Graphiques à l'appui, Gustave Savourey détaille les deux types de réactions qui permettent de résister momentanément au froid. La première est la vasoconstriction périphérique cutanée : une modification de la circulation sanguine qui dérive le sang chaud vers le tronc et protège les organes nobles en sacrifiant la périphérie. Alors que la température du cœur, du cerveau, des poumons, du foie reste à 37 °C, celle de la peau baisse fortement : de 33°, température de confort, à 20° en moyenne pour les cobayes de Grenoble et jusqu'à 4° au niveau des pieds. En dessous de ce seuil, le sacrifice des extrémités se traduit par des gelures.

La seconde réaction de défense est l'activité musculaire. Elle peut être volontaire - ceux qui ont battu la semelle le savent. Ou involontaire et désordonnée : c'est le frisson, qui permet de produire de la chaleur au prix d'une forte dépense d'énergie. " Les premières bouffées de frisson réchauffent vraiment et procurent une sensation étrange, inconnue pour le quidam, poursuit Gustave Savourey. Mais, ensuite, l'acide lactique provoque fatigue et crampes."

Ces mécanismes sont très voraces en énergie. Bientôt, le corps ne parvient plus à lutter. La température centrale commence à baisser. A 35°, c'est le début de l'hypothermie : tous les processus physiologiques (activité cellulaire, conduction nerveuse) se ralentissent. La sensation de froid fait place à la confusion, puis à l'amnésie, et enfin au coma. Mourir de froid est une mort douce.

Pour lutter contre l'hypothermie, il vaut mieux ne pas compter sur ses défenses "naturelles": soigner son équipement, garder son calme, et surtout s'abriter du vent - des randonneurs sont morts sur le GR 20, en Corse, de ne l'avoir pas su.

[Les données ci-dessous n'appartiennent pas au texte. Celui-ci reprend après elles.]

PR #2319, opened 2026-08-12
feat(artifacts): search a document's structure pages

pirhoo:
Adds an in-document search over a document's persisted structure pages, counting a query's occurrences per page the way `/documents/searchContent` counts them over the indexed content.

- feat: add `GET /:project/artifacts/structure/search/:id`, answering `{count, pages, scanned, hits}`
- feat: port the `searchOccurrences.painless.java` folding rules to Java, with a test pinning the script so the two counters cannot drift apart
- fix: render structure pages with the OCR the document was indexed with, and record it in the artifact fingerprint
- fix: bound the page total a manifest can advertise, so a total written by another producer cannot become an unbounded loop
- fix: count an unreadable page as unscanned rather than failing the whole search, and log it once per scan instead of once per page
- chore: the OCR fingerprint gains `ocr` and `ocrStrategy`, so every existing structure artifact is stale and the next ARTIFACT run re-extracts

### How it works, and what it does not do

The scan reads one `page-N.md` at a time and folds it with the rules ported from `searchOccurrences.painless.java`, so the endpoint and `/documents/searchContent` fold text identically. Occurrences are counted per page with `indexOf` stepping by the raw query length, and summed. Work is linear in pages, capped by a 10s budget: `scanned` below `pages` means the count is a floor, not a total.

Known limits, all deliberate:

- Counts the stored Markdown, not the indexed content, so flexmark escaping, table pipes and link URLs are part of the searched text. XHTML is rejected for this reason.
- A match straddling a page break counts zero here and one in Elasticsearch, which scans the concatenated `content` field.
- Original language only: structure pages are rendered from the source bytes, so there is no `targetLanguage`.
- A scanned PDF renders empty unless the run passes `--ocrStrategy`, which is the same condition under which INDEX extracted nothing from it.

### DIFF
--- a/datashare-app/src/main/java/org/icij/datashare/web/ArtifactResource.java
+++ b/datashare-app/src/main/java/org/icij/datashare/web/ArtifactResource.java
@@ -149,33 +149,38 @@ public class ArtifactResource {
                 : payload;
     }
 
-    @Operation(description = "Counts a query's occurrences in a document's structure pages, per page.",
+    @Operation(description = "Counts a query's occurrences in a document's Markdown structure pages, per page. "
+            + "Markdown only: the XHTML the page route serves is markup, so counting over it reports tag "
+            + "names, class names and link targets as occurrences of the user's term. Counts the document's "
+            + "original language: structure pages are rendered from the source bytes, so unlike "
+            + "/documents/searchContent this route has no targetLanguage and never counts a translation.",
             parameters = {
                     @Parameter(name = "project", description = "the project id", in = ParameterIn.PATH),
                     @Parameter(name = "id", description = "the document id", in = ParameterIn.PATH),
                     @Parameter(name = "query", description = "the term to count, matched literally", in = ParameterIn.QUERY),
-                    @Parameter(name = "routing", description = "routing key if not a root document", in = ParameterIn.QUERY),
-                    @Parameter(name = "format", description = "md (default) or xhtml", in = ParameterIn.QUERY)
+                    @Parameter(name = "routing", description = "routing key if not a root document", in = ParameterIn.QUERY)
             }
     )
-    @ApiResponse(responseCode = "200", description = "JSON {\"count\": N, \"hits\": [{\"page\": P, \"count\": N}]}")
-    @ApiResponse(responseCode = "400", description = "if the query is blank, or format is not one of md, xhtml")
+    @ApiResponse(responseCode = "200", description = "JSON {\"count\": N, \"pages\": P, \"scanned\": S, "
+            + "\"hits\": [{\"page\": P, \"count\": N}]}. scanned below pages means the artifact lost pages "
+            + "between its manifest and disk, so the counts are a floor rather than a total.")
+    @ApiResponse(responseCode = "400", description = "if the query is blank")
     @ApiResponse(responseCode = "403", description = "forbidden if the user doesn't have access to the project")
-    @ApiResponse(responseCode = "404", description = "if the document, the artifact, or that format is not found")
-    @Get("/:project/artifacts/structure/:id/search?query=:query&routing=:routing&format=:format")
-    public Payload structureSearch(final String project, final String id, final String query, final String routing,
-                                   final String format, final Context context) throws IOException {
+    @ApiResponse(responseCode = "404", description = "if the document, the artifact, or its markdown is not found")
+    // The verb before the id, as /documents/searchContent/:id has it, so this cannot collide with the
+    // :page route. Under that route's shape it would win only on a tie-break: fluent-http's UriParser
+    // orders on the count of :params across the whole pattern, query string included, and both hold
+    // five. A sixth would sort this second, :page would match "search", and every search would 404.
+    @Get("/:project/artifacts/structure/search/:id?query=:query&routing=:routing")
+    public Payload structureSearch(final String project, final String id, final String query,
+                                   final String routing, final Context context) throws IOException {
         requireGranted(context, project);
         if (query == null || query.isBlank()) {
             // Not the 404 /documents/searchContent gives an empty query: a missing parameter is a
             // malformed request, and a whitespace query would scan every page to match every space.
             return PayloadFormatter.error("a non-blank query is required", HttpStatus.BAD_REQUEST);
         }
-        String extension = structureExtension(format);
-        if (extension == null) {
-            return unsupportedFormat(format);
-        }
-        return search(docArtifactDir(project, id, routing), extension, query);
+        return search(project, id, routing, query);
     }
 
     @Operation(description = "Fetches a document's raw (embedded or source) bytes. Same access rules as /documents/src: project membership, the project's download restriction, and the root-document size limit.",
@@ -276,11 +281,14 @@ public class ArtifactResource {
         return new Payload(contentType, bytes).withHeader("X-Content-Type-Options", "nosniff");
     }
 
-    private Payload search(final Path docArtifactDir, final String extension, final String query) throws IOException {
+    // Same (project, id, routing) shape as manifest() and payload(), so all three routes read alike.
+    private Payload search(final String project, final String id, final String routing,
+                           final String query) throws IOException {
+        Path docArtifactDir = docArtifactDir(project, id, routing);
         if (docArtifactDir == null) {
             return Payload.notFound();
         }
-        StructureSearch.Hits hits = new StructureSearch(reader, docArtifactDir, extension).search(query);
+        StructureSearch.Hits hits = new StructureSearch(reader, docArtifactDir, MARKDOWN).search(query);
         return hits == null ? Payload.notFound() : PayloadFormatter.json(hits);
     }
 
--- a/datashare-app/src/main/java/org/icij/datashare/web/ArtifactResource.java
+++ b/datashare-app/src/main/java/org/icij/datashare/web/ArtifactResource.java
@@ -235,7 +235,9 @@ public class ArtifactResource {
     }
 
     // The extension a ?format= value asks for, defaulted, or null when it is not one this resource
-    // serves. Shared by the page route and the search route so their whitelists cannot drift.
+    // serves. The page route's whitelist alone: the search route takes no ?format= and counts the
+    // Markdown deliberately, since counting over the XHTML would report tag names, class names and
+    // link targets as occurrences of the user's term (see structureSearch).
     private static String structureExtension(final String format) {
         String extension = ofNullable(format).filter(value -> !value.isBlank()).orElse(MARKDOWN);
         return STRUCTURE_CONTENT_TYPES.containsKey(extension) ? extension : null;
--- a/datashare-app/src/main/java/org/icij/datashare/web/ArtifactResource.java
+++ b/datashare-app/src/main/java/org/icij/datashare/web/ArtifactResource.java
@@ -18,6 +18,7 @@ import org.icij.datashare.text.artifact.ArtifactReader;
 import org.icij.datashare.text.artifact.ArtifactType;
 import org.icij.datashare.text.artifact.FilesystemManifestRepository;
 import org.icij.datashare.text.artifact.ManifestEntry;
+import org.icij.datashare.text.artifact.StructureSearch;
 import org.icij.datashare.text.indexing.Indexer;
 import org.icij.datashare.text.indexing.elasticsearch.ArtifactPath;
 import org.icij.datashare.utils.DocumentSourceAccess;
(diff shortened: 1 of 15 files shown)


datashare-app/src/main/java/org/icij/datashare/web/ArtifactResource.java
```diff
@@ -196,6 +234,18 @@ private static Map<String, String> structureContentTypes() {
         return unmodifiableMap(contentTypes);
     }
 
+    // The extension a ?format= value asks for, defaulted, or null when it is not one this resource
+    // serves. Shared by the page route and the search route so their whitelists cannot drift.
```
caro3801: Search route hardcodes markdown and ignores `?format=` (L295), so this whitelist does not cover it.
question: is it on purpose? if yes is it possible to reword the comment to state that it's intentionnal?

datashare-index/src/main/java/org/icij/datashare/text/ContentOccurrences.java
```diff
@@ -0,0 +1,93 @@
...
+    private static final String[] MEMO = new String[MEMO_LIMIT];
+
+    private ContentOccurrences() {}
+
+    /**
+     * Occurrences of {@code query} in {@code content}, both folded first. Stepping by the raw query's
+     * length, as the script does, means matches may overlap when the fold expands the query (a
+     * ligature): {@code count("afffb", "ﬀ")} is 2, and the two share a character.
+     */
+    public static int count(String content, String query) {
```
caro3801, line 34: suggestion: `count()` folds `query` fresh on every call, and `StructureSearch.countPage()` now
calls it once per page with the same unchanging query.
 A thousand-page document currently reallocates the same fold a thousand times.

Could we add an overload that takes an already-folded query, so `StructureSearch.scan()` folds it once up front and reuses it across the whole scan?

```suggestion
    public static int count(String content, String query) {
        // On the folded query, which is what drives the loop: indexOf never returns -1 for an empty
        // needle, so an empty one spins forever rather than miscounting. Nothing folds to empty today,
        // so guarding the raw query would leave termination resting on that, one edit away.
        return count(content, fold(query), query.length());
    }

    /**
     * Same as {@link #count(String, String)}, but for a query already folded and its original
     * (unfolded) length — for a caller that folds once and reuses it across many calls, such as
     * {@link org.icij.datashare.text.artifact.StructureSearch} scanning a document page by page.
     */
    public static int count(String content, String foldedQuery, int queryLength) {
        if (foldedQuery.isEmpty()) {
            return 0;
        }
        return occurrences(fold(content), foldedQuery, queryLength);
    }

    // was: `static String fold(String input)` — widen to public so StructureSearch can fold once.
    public static String fold(String input) {
```

The suggested code has not been tested

datashare-index/src/main/java/org/icij/datashare/text/artifact/ArtifactReader.java
```diff
@@ -17,6 +19,12 @@
  *  servable, where a page lives, and what a missing payload means. */
 public class ArtifactReader {
     private static final Logger LOGGER = LoggerFactory.getLogger(ArtifactReader.class);
+
+    /** Beyond this a total is a corrupt manifest, not a long document. It matters because {@link
+     *  StructureSearch} turns a total written by another producer into a loop bound, and unbounded,
+     *  {@code Integer.MAX_VALUE} never terminates at all: the counter wraps to MIN_VALUE, still in range. */
+    public static final int MAX_SERVABLE_PAGES = 100_000;
```
caro3801: important: `MAX_SERVABLE_PAGES` is enforced here in `servableTotal()`, which every artifact route
goes through (manifest, single-page fetch, and structure search) - but the doc comment on the
constant says its only purpose is bounding `StructureSearch`'s scan loop from running away on a
corrupt total.

Could we move the cap into `StructureSearch.scan()` instead (clamp its own loop
bound to `min(total, MAX_SERVABLE_PAGES)`) and let `servableTotal()` accept any positive total? As
written, a legitimately huge document (a merged archive, a bulk-exported log) with more than
100,000 pages now 404s on every artifact route, not just search.

datashare-index/src/main/java/org/icij/datashare/text/artifact/ArtifactReader.java
```diff
@@ -68,16 +78,21 @@ public byte[] page(Path docArtifactDir, ArtifactType type, ManifestEntry entry,
...
-        if (!Files.isReadable(file)) {
-            // In range per the manifest but absent on disk: the two disagree, which is worth
-            // seeing in the logs rather than reshaping the advertised page count silently.
-            LOGGER.warn("manifest advertises {} page(s) for '{}' but {} is missing or unreadable", total, type.token(), file);
+        // Read and let it fail, rather than stat then read: on the shared artifactDir this is
+        // deployed on, each is a network round trip, and StructureSearch walks every page, so the
+        // pre-check doubled the round trips of a whole scan to learn what the read reports anyway.
+        try {
+            return Files.readAllBytes(file);
+        } catch (NoSuchFileException | AccessDeniedException unreadable) {
```
caro3801: crucial: This narrowed from the old `Files.isReadable()` pre-check to catching only
`NoSuchFileException`/`AccessDeniedException`

Could we catch the broader `IOException` here instead, so a directory-where-a-file-was-expected or a symlink-loop `FileSystemException` still reads as a clean 404 (as it did before) rather than propagating out of `page()`/`payload()` and surfacing as a 500 to `/artifacts/page/:id/:page` and `/artifacts/structure/:id/:page`?

```suggestion
        } catch (IOException unreadable) {
```

datashare-index/src/main/java/org/icij/datashare/text/artifact/StructureArtifact.java
```diff
@@ -42,24 +53,62 @@ public ArtifactType type() {
...
         return Map.of("pipeline", "tika", "version", TIKA_VERSION,
+                "ocr", ocr.images(), "ocrStrategy", ocr.pdfStrategy().name(),
                 "extract", BuildVersions.EXTRACT, "datashare", BuildVersions.DATASHARE);
     }
 
+    // What the INDEX stage applied to this document, so the pages hold the text the content field holds.
+    // getOcrParser() is set only when OCR actually ran for it, and it is one-way here as disableOcr() is
+    // in PageArtifact: the run can turn OCR off, it cannot turn it on for a document indexed without it.
+    private OcrSettings ocrSettings(Document document) {
+        return document.getOcrParser() == null ? OcrSettings.NONE : runOcrSettings();
```
caro3801, line 84: question: Could we store the OCR strategy used at index time in document metadata and have `StructureArtifact` read it later?

Right now it only knows whether OCR ran, then uses the current ARTIFACT run’s `--ocrStrategy`, which can make structure pages differ from the content searched by `/documents/searchContent`.

datashare-index/src/main/java/org/icij/datashare/text/artifact/StructureArtifact.java
```diff
@@ -42,24 +53,62 @@ public ArtifactType type() {
...
+    }
+
+    private OcrSettings runOcrSettings() {
```
caro3801, line 87: hint: `runOcrSettings()`'s OCR-enabled resolution duplicates `PageArtifact.ocrEnabled()` verbatim
Could we pull it into one shared helper so a future change to how `OCR_OPT` is parsed or defaulted doesn't have to be made twice?

datashare-index/src/main/java/org/icij/datashare/text/artifact/StructureSearch.java
```diff
@@ -0,0 +1,127 @@
...
+        this.scanBudget = scanBudget;
+    }
+
+    /** Per-page occurrence counts in page order, pages with none omitted, or null when this
+     *  document has nothing servable to search. Callers map null to 404 the way they map the
+     *  reader's own nulls, so "not found" keeps one definition across the artifact routes. */
+    public Hits search(String query) throws IOException {
+        ManifestEntry entry = reader.servableEntry(docArtifactDir, TYPE);
+        Integer total = entry == null ? null : reader.servableTotal(docArtifactDir, TYPE, entry);
+        // Without the formats probe, a document whose page-N.md files are gone would answer "no
```
caro3801: suggestion(perf): `search()`'s `formats()` probe stats page 1 to confirm the format exists, and then
`scan()`'s first loop iteration reads that same page 1 file again a few lines later.
This is the exact stat-then-read round trip the sibling `ArtifactReader.page()` change in this PR was written to eliminate, just reintroduced once per search request. 

Could we have the probe read page 1's bytes directly (instead of just checking readability) and hand them to `scan()` so the first iteration reuses them instead of re-reading?

datashare-index/src/main/java/org/icij/datashare/text/artifact/StructureSearch.java
```diff
@@ -0,0 +1,127 @@
...
+                continue;
+            }
+            scanned++;
+            if (count > 0) {
+                hits.add(new PageHits(page, count));
+            }
+        }
+        reportIncompleteScan(scanned, page - 1, total);
+        return new Hits(hits.stream().mapToInt(PageHits::count).sum(), total, scanned, hits);
+    }
```
caro3801, line 109: **suggestion:** `scan()` computes the total count with a second pass (`hits.stream().mapToInt(PageHits::count).sum()`) after the loop, even though each page's count is
already in hand at the `count > 0` check inside it. 

Could we accumulate it there instead and drop the extra traversal?

```suggestion
    private Hits scan(ManifestEntry entry, int total, String query) {
        List<PageHits> hits = new ArrayList<>();
        // Subtraction rather than a plain comparison, so a nanoTime wrap cannot end the scan early.
        long deadline = System.nanoTime() + scanBudget.toNanos();
        int scanned = 0;
        int matches = 0;
        int page = 1;
        for (; page <= total && System.nanoTime() - deadline < 0; page++) {
            Integer count = countPage(entry, page, query);
            if (count == null) {
                continue;
            }
            scanned++;
            if (count > 0) {
                matches += count;
                hits.add(new PageHits(page, count));
            }
        }
        reportIncompleteScan(scanned, page - 1, total);
        return new Hits(matches, total, scanned, hits);
    }
```

caro3801 (changes requested):
Great feature and solid implementation easy to follow through
There are the two blocking correctness issues before merge: 
* the page-count cap currently affects all artifact routes, 
* and narrowed read-error handling may turn some 404 cases into 500s. 

I also put a question about storing the OCR strategy used at index time to avoid future content/rendering mismatches. The rest is mostly cleanup, clarification, and small structure-search efficiency improvements.

datashare-index/src/main/java/org/icij/datashare/text/artifact/ArtifactReader.java
pirhoo: Moved in 414807ea2: `servableTotal()` now takes any positive total, and `StructureSearch` clamps its own loop to `min(total, MAX_SCANNED_PAGES)`. `pages` still reports the manifest total, so past the cap `scanned < pages` marks the count as a floor.

datashare-index/src/main/java/org/icij/datashare/text/artifact/ArtifactReader.java
pirhoo: Done in 33c911d50, with a test staging a directory where the page file belongs: a `FileSystemException`, so it escaped the narrower catch as a 500.

datashare-index/src/main/java/org/icij/datashare/text/artifact/StructureSearch.java
pirhoo: Fixed in aba5c506b, one step further: the probe is gone. `search()` counts page 1 through `ArtifactReader.page()` and seeds the scan, which starts at page 2. One consequence: under byte-range pagination a malformed range 1 now 404s the search, a scheme no structure artifact uses.

datashare-index/src/main/java/org/icij/datashare/text/artifact/StructureSearch.java
pirhoo: Done in aba5c506b, `matches` accumulates in the loop.

datashare-index/src/main/java/org/icij/datashare/text/artifact/StructureArtifact.java
pirhoo: Pulled into `Artifact.ocrEnabled(PropertiesProvider)` in 9719b952d, both call it. `--ocrStrategy` stays in `StructureArtifact`, since `PageArtifact` has no PDF strategy to resolve.

datashare-app/src/main/java/org/icij/datashare/web/ArtifactResource.java
pirhoo: Intentional, and the comment was wrong: `structureExtension()` has one caller, the page route. Reworded in 5f05df78a to say Markdown-only is deliberate.

datashare-index/src/main/java/org/icij/datashare/text/ContentOccurrences.java
pirhoo: Leaving this one. Folding the query is O(query length), folding a page is O(page size): over a thousand pages that is ~10k character operations against tens of millions for the content, so it would not be measurable. Not worth a second public entry point plus widening `fold()`.

datashare-index/src/main/java/org/icij/datashare/text/artifact/StructureArtifact.java
pirhoo: `--ocrStrategy` only reaches `PDFParserConfig`, so the drift needs a scanned PDF plus INDEX and ARTIFACT runs passing different strategies; a standalone image uses the `--ocr` boolean, already gated on `getOcrParser()`. This PR also puts `ocrStrategy` in the fingerprint, so a mismatch goes stale and re-extracts instead of sticking. Recording the index-time strategy means writing it from INDEX into document metadata, a datashare + extract-lib change for a case passing the same flag already covers.

datashare-index/src/main/java/org/icij/datashare/text/artifact/StructureArtifact.java
```diff
@@ -42,24 +52,62 @@ public ArtifactType type() {
...
+    // Unset or unparseable means NO_OCR, both as extract-lib resolves --ocrStrategy: a scanned PDF
+    // renders empty here exactly when the INDEX stage extracted nothing from it either.
+    private PDFParserConfig.OCR_STRATEGY pdfOcrStrategy() {
+        try {
+            return PDFParserConfig.OCR_STRATEGY.valueOf(
+                    propertiesProvider.get(OCR_STRATEGY_OPT).orElse("NO_OCR").toUpperCase(Locale.ROOT));
+        } catch (IllegalArgumentException unknown) {
+            return PDFParserConfig.OCR_STRATEGY.NO_OCR;
+        }
+    }
```
caro3801, line 105: hint: do you want to reuse the same enum parsing/mapping as in datashare cli and map it into Tika's so the two don't drift independently if a member is ever renamed?

```java
    private PDFParserConfig.OCR_STRATEGY pdfOcrStrategy() {
        try {
            OcrStrategy strategy = OcrStrategy.valueOf(
                    propertiesProvider.get(OCR_STRATEGY_OPT).orElse("NO_OCR").toUpperCase(Locale.ROOT));
            return PDFParserConfig.OCR_STRATEGY.valueOf(strategy.name());
        } catch (IllegalArgumentException unknown) {
            return PDFParserConfig.OCR_STRATEGY.NO_OCR;
        }
    }
```

datashare-index/src/main/java/org/icij/datashare/text/artifact/ArtifactReader.java
caro3801: suggestion: `slice()` does a `Files.isReadable()` presence check (stat) before opening the file, the exact stat-then-read pattern this same PR removed from the sibling filesystem-page branch a few lines up, with a comment calling it out as a doubled round trip on a shared/network `artifactDir`. 
Could we drop the pre-check here too and read-then-catch instead, the way `page()`'s filesystem branch now does?

remark(TOCTOU): this pattern can be sometimes racy, especially on network/shared filesystems. It’s often better to just try the read/open directly and handle IOException, because the file could change between the check and the read anyway.

datashare-index/src/main/java/org/icij/datashare/text/artifact/StructureSearch.java
caro3801: thanks for making the changes. It introduced an asymmetric semantic behavior between search and scan now .

hint(low impact): `search()` now counts page 1 directly and treats a null result as "no structure here at all," returning 404 for the whole document. Every later page read failure just decrements `scanned` and lets the scan continue, so page 1 alone can abort the whole search and hide matches on pages 2..N. 

One concrete edge case is byte-range pagination with a malformed first range: page 1 returns `null`, but later ranges may still be readable. 

Could `search()` fall through to `scan()` on a null first page too, treating it like any other unreadable page and letting `scanned` / `reportIncompleteScan` carry the degraded-result signal? 

This is probably low-impact today since structure artifacts do not use byte-range pagination, but it would keep the failure semantics consistent.

datashare-index/src/main/java/org/icij/datashare/text/artifact/ArtifactReader.java
pirhoo: Done in 05f176ba0, and the `Files.size()` bound check went too: `readFully` raising `EOFException` says the same thing without a second stat. `slice()` now catches `IOException` and returns null, so the byte-range branch 404s where the filesystem one does.

datashare-index/src/main/java/org/icij/datashare/text/artifact/StructureArtifact.java
pirhoo: Done in e4763f4a6. Both enums carry the same four members today, so no behavior change. Note it does not catch a rename at compile time, it routes it into the `NO_OCR` fallback; an exhaustive `switch` would, if you prefer that.

datashare-index/src/main/java/org/icij/datashare/text/artifact/StructureSearch.java
pirhoo: Fixed in e3216800a: the scan decides, `search()` 404s only when `scanned == 0`, so page 1 is read like any other page. Test: `test_an_unreadable_first_page_does_not_hide_the_pages_after_it`.

datashare-index/src/main/java/org/icij/datashare/text/artifact/StructureArtifact.java
caro3801: no need thanks!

L'immersion dans l'eau glacée illustre en accéléré les effets du froid sur l'organisme. Frissons, membres engourdis, crampes, puis risque de gelures et d'hypothermie. "L'eau est vingt-cinq fois plus conductrice que l'air, explique le docteur Savourey. On estime que, dans une eau à 15°, la possibilité de survie ne dépasse pas une heure et demie. Et c'est une découverte récente : lors du naufrage du Titanic, personne n'avait parlé d'hypothermie, et pourtant l'eau était à près de 0° C."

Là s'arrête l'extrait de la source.